Forelle hatte ich nur einmal direkt aus dem Wasser, in Schweden am Strand gegrillt. War die leckerste Forelle, kann aber auch an der Gesamtsituation gelegen haben |supergri

MeineRäucherfische waren bislang immer vorher eingefroren.
Wenn ich Fisch einfriere, dann nur noch vakuumiert, das macht auch einen Unterschied.


----------



## angler1996 (20. November 2016)

*AW: Frischer Fisch*

ja, de geht's aber wie bei Stäbchen um Teile des Fisches, nicht um nen ganzen und um unterschiedliche Zubereitungen, wie z.b Räuchern. Ich würde keine Forelle frisch gefangen räuchern, die nicht ein paar Stunden in der Luft hing zum Trocknen ( Heringe genaau so) die nehmen doch gar keine Farbe an


----------



## Kxffxxbxrsch (20. November 2016)

*AW: Frischer Fisch*

Zu Makrele: Da habe ich mal in einer Reportage über einen Koch gesehen, dass er die Makrelen direkt vom Fischer holt und Wert darauf legt, dass sie vorher auf keinen Fall mit Süßwasser in Kontakt kommen dürfen, weil dadurch eine chemische Reaktion entstehen würde, die den Geschmack der Makrele verändert. (Sie schmeckt dann so, wie wir sie aus dem Laden kennen).

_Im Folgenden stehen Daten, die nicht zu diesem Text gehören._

PR #26704, opened 2026-04-10
[restapi-sidecar]: Switch restapi.service User from root to admin and add stale unit cleanup

maipbui:
[restapi-sidecar]: Switch restapi.service User from root to admin and add stale unit cleanup

#### Why I did it
Port the changes from telemetry-sidecar PR #26267 to restapi-sidecar.

Previous sidecar versions overwrote `/lib/systemd/system/restapi.service` with a variant containing `User=root` (needed for kubectl). Now that kubectl is replaced by docker commands, we no longer need root and should restore `User=admin`. Additionally, syncing the service file every cycle caused endless overwrites due to systemd generators ingesting data into the unit file.
##### Work item tracking
- Microsoft ADO **(number only)**: 37486325

#### How I did it
1. Updated all per-branch `restapi.service` files (`202311`–`202511`) to use `User=admin` instead of `User=root`.
2. Stopped syncing `restapi.service` every cycle — removed it from `SYNC_ITEMS` and `POST_COPY_ACTIONS` in `systemd_stub.py`.
3. Added a one-shot stale unit cleanup (`_cleanup_stale_service_unit()`) that detects `User=root` on the host and restores the clean packed per-branch version. The cleanup is branch-aware (calls `_get_branch_name()` + `_resolve_branch()` to select the correct service file).
4. Updated tests
#### How to verify it
https://elastictest.org/scheduler/testplan/69ea34720aae266263d6520e

- [ ] 202305
- [ ] 202311
- [ ] 202405
- [ ] 202411
- [ ] 202505
- [ ] 202511

- [ ] 
- [ ]


FengPan-Frank (approved):

dockers/docker-restapi-sidecar/systemd_stub.py
```diff
@@ -94,10 +95,6 @@ def _get_branch_name() -> str:
         return "private"
 
 POST_COPY_ACTIONS = {
-    "/lib/systemd/system/restapi.service": [
-        ["sudo", "systemctl", "daemon-reload"],
```
qiluo-msft, line 98: Do we still need systemctl daemon-reload ?

qiluo-msft: @make1980 to check

make1980: yes - that's still needed if we ever change the systemd config file

maipbui: If `User=root` is found in `restapi.service`, `_cleanup_stale_service_unit()` already handles the User=root → `User=admin` fix including daemon-reload + restart restapi. Otherwise, the service file is already correct and no reload/restart is needed.

So I don't think we need adding reload and restart to POST_COPY_ACTIONS. @FengPan-Frank can you confirm?

qiluo-msft (approved):

Pterosaur:
Hi @maipbui , should we backport this commit to the branches 202311–202511?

Waschen tut er sie in der Küche nur mit Salzwasser und verarbeitet sie direkt frisch (und eben nicht auf Eis gelegt = Süßwasser)

Habt ihr davon schon was gehört bzw. ist da was dran? Es könnte auch erklären, warum Andal sie direkt gegrillt am Liebsten mag


----------



## Andal (20. November 2016)

*AW: Frischer Fisch*

Die allerbesten Makreln waren und sind immer noch die aus dem Fjord. Sofort kehlen, so schnell wie möglich filetieren, im Meerwasser spülen und dann auch gleich verarbeiten, sprich braten, grillen u.sw.

Frostware hier im Binnenland kann da nicht im entferntesten rankommen, wobei die nicht schlecht sein muss, aber sie hat einfach geschmackliche Defizite zu frisch aus dem Wasser!


----------